The Bill notes that without prejudice to their human rights, older persons shall have the right to autonomy and independence, including the right to decide their place of residence and with whom they will live.
It will also grant them the right to make decisions regarding their wellbeing without undue interference from any person or entity, to appoint a person of their choice to carry out their wishes and instructions and have the right to legal and social assistance in case of incapacity, in order to make decisions that are in their best interests and wellbeing.
The Act will also provide for older person’s full and effective participation in public, political, cultural, economic and development activities and decision-making at household, community and national levels.
According to the Bill, older persons will have the right to political or public life, including standing for elections and voting.
“Older persons shall have the right to freedom of expression and opinions, knowledge and experience, freedom of association and assembly including to form groups and associations for political, income generating, cultural and religious ends for the protection of their interests and participate in all areas of their interest.
“Older persons shall have full rights to deal with property including to own, use, occupy, transfer, sell, inherit and distribute land and other properties.
“They will again have the right to protection from arbitrary or unlawful seizure of their property, will have access to effective remedies to provide redress for arbitrary or unlawful deprivation of property and have protection from traditional widowhood practices which deprive women of property and inheritance rights.
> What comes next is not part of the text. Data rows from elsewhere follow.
Issue #70, opened 2020-02-26
Add tests that verify that request models stay in sync with base models


justinlittman:
The request version of a model (e.g., `dro_request`) is very similar to the base model (e.g., `dro`), except, perhaps, a required field is optional. This creates the risk that a field will be added to only one of these models and not the other.

Please write a test/tests to check the attributes of these models to make sure they stay in sync (and possibly reduce duplicate tests).

ndushay:
probably:  use rspec shared_examples for tests that need to pass for both base and request models.

Somewhat related to model rename in #69 ...

Issue #69, opened 2020-02-26
[ÜBER] Rename request models


justinlittman:
To that `request` is a suffix, rather than prefix so that they sort next to the non-request models.

For example, `request_dro` becomes `dro_request`.

This needs to be done in cocina-models but also for every consumer of cocina-models, e.g. https://github.com/search?q=org%3Asul-dlss+requestdro&type=Code

ndushay:
See also #70 - not blocking, but PRs may need to be coordinate / rebased.

ndushay:
code and test code has be DRYed up;  this is no longer needed.

PR #73, opened 2020-03-03
Modules refactor

ndushay:
## Why was this change made?

first part of #69 - #70 -- refactor  XXX and RequestXXX classes to reduce code duplication.

This part is completely backwards compatible so no need to be in a feature branch.

In the next PR, I intend to put common tests into rspec shared_examples so we have less duplication in our test code.

na

## Does this change affect how this gem integrates with other services?

If so, please confirm:
- [ ] change was tested on stage    and/or
- [ ] test added to sul-dlss/infrastructure-integration-test


.rubocop_todo.yml
```diff
@@ -1,11 +1,15 @@
...
-# on 2020-02-13 12:54:33 -0500 using RuboCop version 0.79.0.
+# on 2020-03-02 18:30:42 -0800 using RuboCop version 0.74.0.
 # The point is for the user to remove these configuration records
 # one by one as the offenses are removed from the code base.
 # Note that changes in the inspected code, or installation of new
 # versions of RuboCop, may require this file to be generated again.
 
+# Offense count: 4
+Metrics/AbcSize:
+  Max: 37
```
ndushay: this is weird - it's because of something to do with `Module.included` which is an inherited method.  Rubocop didn't complain about the same thing when it was defined as part of the Class.

ndushay:
ignore the codeclimate complaints - it's actually an improvement - it reduces the duplication.

lib/cocina/models/admin_policy.rb
```diff
@@ -4,74 +4,8 @@ module Cocina
   module Models
     # An admin policy object.
     class AdminPolicy < Struct
-      include Checkable
-
-      TYPES = [
```
jcoyne: I don't think `TYPES` or `Checkable` should be part of the AdminPolicyAttributes, nor should the nested classes.

lib/cocina/models/collection_attributes.rb
```diff
@@ -0,0 +1,55 @@
...
+        attribute :hasAdminPolicy, Types::Coercible::String.optional.default(nil)
+      end
+
+      # Identification sub-schema for the Collection
+      class Identification < Struct
+        attribute :catalogLinks, Types::Strict::Array.of(CatalogLink).meta(omittable: true)
+      end
+
+      class Structural < Struct
+      end
```
jcoyne: Please remove these, they aren't part of the shared attributes.

lib/cocina/models/admin_policy_attributes.rb
```diff
@@ -0,0 +1,79 @@
...
+        # Allowing hasAdminPolicy to be omittable for now (until rolled out to consumers),
+        # but I think it's actually required for every Admin Policy
+        attribute :hasAdminPolicy, Types::Coercible::String.optional.default(nil)
+      end
+
+      class Identification < Struct
+      end
+
+      class Structural < Struct
+      end
```
jcoyne: Please remove these things, they aren't part of the shared attributes.

lib/cocina/models/dro_attributes.rb
```diff
@@ -0,0 +1,82 @@
...
+      # Identification sub-schema for the DRO
+      class Identification < Struct
+        attribute :sourceId, Types::Strict::String.meta(omittable: true)
+        attribute :catalogLinks, Types::Strict::Array.of(CatalogLink).meta(omittable: true)
+      end
+
+      # Geographic sub-schema for the DRO
+      class Geographic < Struct
+        attribute :iso19139, Types::Strict::String
+      end
```
jcoyne: Please remove these, they are not shared attributes.

lib/cocina/models/dro_attributes.rb
```diff
@@ -0,0 +1,82 @@
...
+        # but I think it's actually required for every DRO
+        obj.attribute :description, Description.optional.meta(omittable: true)
+        obj.attribute :geographic, Geographic.optional.meta(omittable: true)
+        obj.attribute(:identification, Identification.default { Identification.new })
+        obj.attribute :label, Types::Strict::String
+        obj.attribute :type, Types::String.enum(*TYPES)
+        obj.attribute :version, Types::Coercible::Integer
+      end
+
+      def image?
```
jcoyne: This is not an attribute, please remove it.

lib/cocina/models/file_attributes.rb
```diff
@@ -0,0 +1,62 @@
...
+      end
+
+      # Represents some technical aspect of the file
+      class Presentation < Struct
+        attribute :height, Types::Coercible::Integer.optional.default(nil)
+        attribute :width, Types::Coercible::Integer.optional.default(nil)
+      end
+
+      class Structural < Struct
+      end
```
jcoyne: These are not shared attributes, please restore them.

lib/cocina/models/request_file.rb
```diff
@@ -2,23 +2,11 @@
 
 module Cocina
   module Models
-    # A request to create a file.
+    # Metadata for a request to create a File.
```
jcoyne: This literally is the request itself, not just the metadata.

lib/cocina/models/collection_attributes.rb
ndushay: where do you think they should be declared, to avoid duplication?

lib/cocina/models/request_file.rb
ndushay: I will fix these comments, thanks.

lib/cocina/models/collection_attributes.rb
jcoyne: They weren’t duplicated before this PR. So the can be left where they are

ndushay: ok, thanks for the explanation

ndushay:
@jcoyne ready for re-review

“They will further have the right to justice including to be afforded a hearing within a reasonable time, with special measures in situations of immediacy and will be provided with legal services including legal assistance and legal aid on equal bases as others.
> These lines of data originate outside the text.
PR #74, opened 2020-03-03
Group include statements in model classes

mjgiarlo:
And pull attributes up between constants and inner classes. Solicit help from Rubocop in so doing.

## Why was this change made?

To make it easier to see at a glance where included code is pulled in.

No.

## Does this change affect how this gem integrates with other services?

No.


mjgiarlo:
that's a nope. former order was needed/intended. my bad.

PR #76, opened 2020-03-04
refactor (request_)admin_policy specs to use admin_policy_shared_examples

ndushay:
## Why was this change made?

-    Ensure AdminPolicy and RequestAdminPolicy models stay in sync.

Part of #70  (akin to PR #75 for File and RequestFile models)

na

### DIFF
--- a/spec/cocina/models/admin_policy_shared_examples.rb
+++ b/spec/cocina/models/admin_policy_shared_examples.rb
@@ -1,0 +1,246 @@
+# frozen_string_literal: true
+
+require 'spec_helper'
+
+# These shared_examples are meant to be used by AdminPolicy and RequestAdminPolicy specs in
+# order to de-dup test code for all the functionality they have in common.
+# The caller must define required_properties as a hash containing
+#   the minimal required properties that must be provided to (Request)AdminPolicy.new
+RSpec.shared_examples 'it has admin_policy attributes' do
+  let(:admin_policy) { described_class.new(properties) }
+  let(:type) { Cocina::Models::Vocab.admin_policy }
+  # see block comment for info about required_properties
+  let(:properties) { required_properties }
+  let(:admin_policy_default_rights) { Cocina::Models::AdminPolicy::Administrative::DEFAULT_OBJECT_RIGHTS }
+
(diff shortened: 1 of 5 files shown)


spec/cocina/models/admin_policy_shared_examples.rb
```diff
@@ -0,0 +1,246 @@
...
+      it 'populates all attributes passed in' do
+        expect(admin_policy.administrative.hasAdminPolicy).to eq 'druid:mx123cd4567'
+        expect(admin_policy.administrative.default_object_rights).to eq '<rightsMetadata></rightsMetadata>'
+        expect(admin_policy.administrative.registration_workflow).to eq 'wasCrawlPreassemblyWF'
+
+        expect(admin_policy.description.title.first.attributes).to eq(primary: true,
+                                                                      titleFull: 'My admin_policy')
+      end
+
+      context 'with a string description title primary boolean property' do
```
justinlittman: Why are we testing this?

ndushay: to show what happens?

ndushay: it doesn't seem to be tested elsewhere, but this may not be the right place (ditto for version attribute).

Note that File.administrative boolean property DOES coerce a string to boolean

https://github.com/sul-dlss/cocina-models/blob/master/spec/cocina/models/file_shared_examples.rb#L98-L117

But Description does NOT coerce a string to boolean.

Should we accept strings or not?  Why in some places and not others?

I can pull out this out into new description_spec, and create a version_spec if you like.

ndushay: the coercion of a version value to an integer was in the existing specs, FWIW.  Not that it means it should stay there.

justinlittman: This isn't worth slowing anything down over.

ndushay: i'm gonna merge this, and work on a PR to test this stuff in a more appropriate way.

PR #77, opened 2020-03-05
description and release_tag specs for string coerced to boolean

ndushay:
## Why was this change made?

in https://github.com/sul-dlss/cocina-models/pull/76#discussion_r387955380, @justinlittman rightly questioned why I was testing that a string boolean value passed as a Description model attribute raised an error.  This PR:

- changes the Description model to have a coercible boolean value
    - I can't see the point in making it more restrictive than the other boolean types in ReleaseTag and File.Adminstrative
- has specs specific to the files declaring the models with coercible boolean values
    - just as we show the version attribute to be coercible from a string in checkable model tests
- removes the spec in admin_policy_shared_examples from PR #76 that started this whole mess.

na

### DIFF
--- a/lib/cocina/models/description.rb
+++ b/lib/cocina/models/description.rb
@@ -6,7 +6,7 @@ module Cocina
     class Description < Struct
       # Title element.  See http://sul-dlss.github.io/cocina-models/maps/Title.json
       class Title < Struct
-        attribute :primary, Types::Strict::Bool
+        attribute :primary, Types::Params::Bool # will coerce 'true' to true
         attribute :titleFull, Types::Strict::String
       end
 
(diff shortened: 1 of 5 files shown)


justinlittman:
So I would argue the other way: the coercion is completed unnecessary and if it means writing more tests, then we should get rid of it everywhere.

cc @jcoyne for thoughts.

jcoyne:
@justinlittman I think getting rid of it might be a good idea.  The data should always be correct and we shouldn't deal with conversion in this gm .

ndushay:
I would be happy to make a ticket to remove coercion from this gem for boolean and for integers;  it would not be backwards compatible so I am inclined to leave the work for another time.  Would you want to see the request classes rename before or after the coercion changes?

ndushay:
I created issue #80;  

If you want me to close this PR and instead add a PR removing the test from admin_policy_shared_examples, I am happy to do that.

ndushay:
merging this PR;  can address removal of type coercion later (it's ticketed #80)

PR #79, opened 2020-03-05
refactor (request_)collection specs to use collection_shared_examples

ndushay:
## Why was this change made?

-    Ensure Collection and RequestCollection models stay in sync.

Part of #70  (akin to PR #75, #76 for (Request)File and (Request)AdminPolicy models)

na


spec/cocina/models/request_collection_spec.rb
```diff
@@ -1,228 +1,26 @@
...
-                                                                    titleFull: 'my collection')
+  it_behaves_like 'it has collection attributes'
 
-        link = collection.identification.catalogLinks.first
-        expect(link.catalog).to eq 'symphony'
-        expect(link.catalogRecordId).to eq '44444'
-      end
-    end
+  it 'does not have Checkable model methods' do
+    item = described_class.new(required_properties)
```
jcoyne: Do we need a test for something that is not present?  There are an infinite number of things this object does not do and they aren't important to test for.

ndushay: I can take it out;  I put it in to distinguish from Collection, but will remove.

ndushay:
I have now removed `it 'does not have Checkable model methods' do` tests for RequestCollection, and added a commit to also remove the same for RequestFile and RequestAdminPolicy.

spec/cocina/models/collection_shared_examples.rb
```diff
@@ -0,0 +1,290 @@
...
+              {
+                who: 'Other Justin',
+                what: 'self',
+                date: '2017-10-20T15:42:15Z',
+                to: 'Earthworks',
+                release: 'false'
+              }
+            ]
+          },
+          description: {
```
ndushay: I removed sourceId attribute as it's not in the struct and I'm not sure we associate collection objects with a sourceId ?

PR #812, opened 2022-04-01
[LOG4J2-3462] Duplicate dependency in pom.xml

clara0:
https://issues.apache.org/jira/browse/LOG4J2-3462


vy:
Thanks so much @clara0!

PR #813, opened 2022-04-03
[LOG4J2-3440] Synchronize Log4j 1.x and Log4j 2.x appenders

ppkarwasz:
Forwards the `addAppender`, `callAppenders`, `getAllAppenders` and `getAppender` calls the the corresponding Log4j 2.x objects if Log4j 2.x Core is present.

The `getAllAppenders` method only returns those appenders, which are attached to homonymous logger config and are native Log4j 1.x appenders.

### DIFF
--- a/log4j-1.2-api/src/main/java/org/apache/log4j/Category.java
+++ b/log4j-1.2-api/src/main/java/org/apache/log4j/Category.java
@@ -16,13 +16,18 @@
  */
 package org.apache.log4j;
 
+import java.util.Collection;
+import java.util.Collections;
 import java.util.Enumeration;
 import java.util.Map;
 import java.util.ResourceBundle;
 import java.util.Vector;
 import java.util.concurrent.ConcurrentMap;
+import java.util.stream.Collectors;
 
+import org.apache.log4j.bridge.AppenderAdapter;
 import org.apache.log4j.bridge.AppenderWrapper;
+import org.apache.log4j.bridge.LogEventWrapper;
 import org.apache.log4j.helpers.AppenderAttachableImpl;
 import org.apache.log4j.helpers.NullEnumeration;
 import org.apache.log4j.legacy.core.CategoryUtil;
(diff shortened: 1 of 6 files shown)


log4j-1.2-api/src/main/java/org/apache/log4j/Category.java
```diff
@@ -353,14 +369,26 @@ public boolean getAdditivity() {
...
-     * {@link NullEnumeration} is returned.
+     * Get all the Log4j 1.x appenders contained in this category as an
+     * {@link Enumeration}. Log4j 2.x appenders are omitted.
      *
      * @return Enumeration An enumeration of the appenders in this category.
      */
     @Override
-    @SuppressWarnings("rawtypes")
-    public Enumeration getAllAppenders() {
+    public Enumeration<Appender> getAllAppenders() {
```
garydgregory, line 378: Using a generic here will cause compile errors in some cases

log4j-1.2-api/src/main/java/org/apache/log4j/legacy/core/CategoryUtil.java
```diff
@@ -69,6 +79,22 @@ public static LoggerContext getLoggerContext(final Logger logger) {
...
+    }
+
+    /**
+     * Gets the {@code LoggerConfig} corresponding to this logger or an empty
+     * optional if this logger does not have a {@code LoggerConfig}
+     * 
+     * @param logger the target logger,
+     * @return a logger config.
+     */
+    public static Optional<LoggerConfig> getLoggerConfig(final Logger logger) {
```
garydgregory, line 94: Please check that we only make public what we must.

garydgregory (changes requested):
Hi @ppkarwasz 
Just a few comments. Ty.

garydgregory (approved):
Hi @ppkarwasz 
Thank you for reworking the PR. Should be OK, but we can double-check with @rgoers. @rgoers ?

PR #815, opened 2022-04-07
[LOG4J2-2872] Normalizes level names

ppkarwasz:
Calling `Level.forName` with a non upper case argument, can create a custom level that can not be retrieved using `Level.toLevel`.

This PR fixes to upper case the keys in the `Level.LEVELS` map.

### DIFF
--- a/log4j-api/src/main/java/org/apache/logging/log4j/Level.java
+++ b/log4j-api/src/main/java/org/apache/logging/log4j/Level.java
@@ -17,7 +17,6 @@
 package org.apache.logging.log4j;
 
 import java.io.Serializable;
-import java.util.Collection;
 import java.util.Locale;
 import java.util.Objects;
 import java.util.concurrent.ConcurrentHashMap;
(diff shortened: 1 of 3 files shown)


log4j-api/src/main/java/org/apache/logging/log4j/Level.java
```diff
@@ -259,15 +258,23 @@ public String toString() {
      * @throws java.lang.IllegalArgumentException if the name is null or intValue is less than zero.
      */
     public static Level forName(final String name, final int intValue) {
-        final Level level = LEVELS.get(name);
```
garydgregory, line 262: Above we use Strings.isEmpty(name), shouldn't we use the same here?

log4j-api/src/main/java/org/apache/logging/log4j/Level.java
```diff
@@ -276,9 +283,13 @@ public static Level forName(final String name, final int intValue) {
      *
      * @param name The name of the Level.
      * @return The Level or null.
+     * @throws java.lang.IllegalArgumentException if the name is null.
      */
     public static Level getLevel(final String name) {
-        return LEVELS.get(name);
+        if (name == null) {
```
garydgregory, line 289: See comment above.

log4j-api/src/main/java/org/apache/logging/log4j/Level.java
ppkarwasz: Yes, that make sense, although the main reason for this check is to prevent an NPE in the `ConcurrentHashMap`.

PR #818, opened 2022-04-13
[LOG4J2-3475] Add missing message parameterization in RegexFilter

jjlin:


ppkarwasz:
@jjlin: this looks good to me. Can you add a unity test that fails on the currently released code?

jjlin:
@ppkarwasz unit test added

vy:
Note that `changes.xml` needs to updated too.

“They will be afforded freedom from all forms of violence, torture and abuse,” reads the bill.
Police Public Relations Officer Superintendent Mpiti Mopeli said they do receive cases of abused and murdered elders even though he does not have the exact number of cases reported this year.
He, however, noted current laws in the country do not exclude elders so he is of the view that they are protected.
Mopeli said any person that abuse or murder an elderly person is arrested and charged by courts of Law.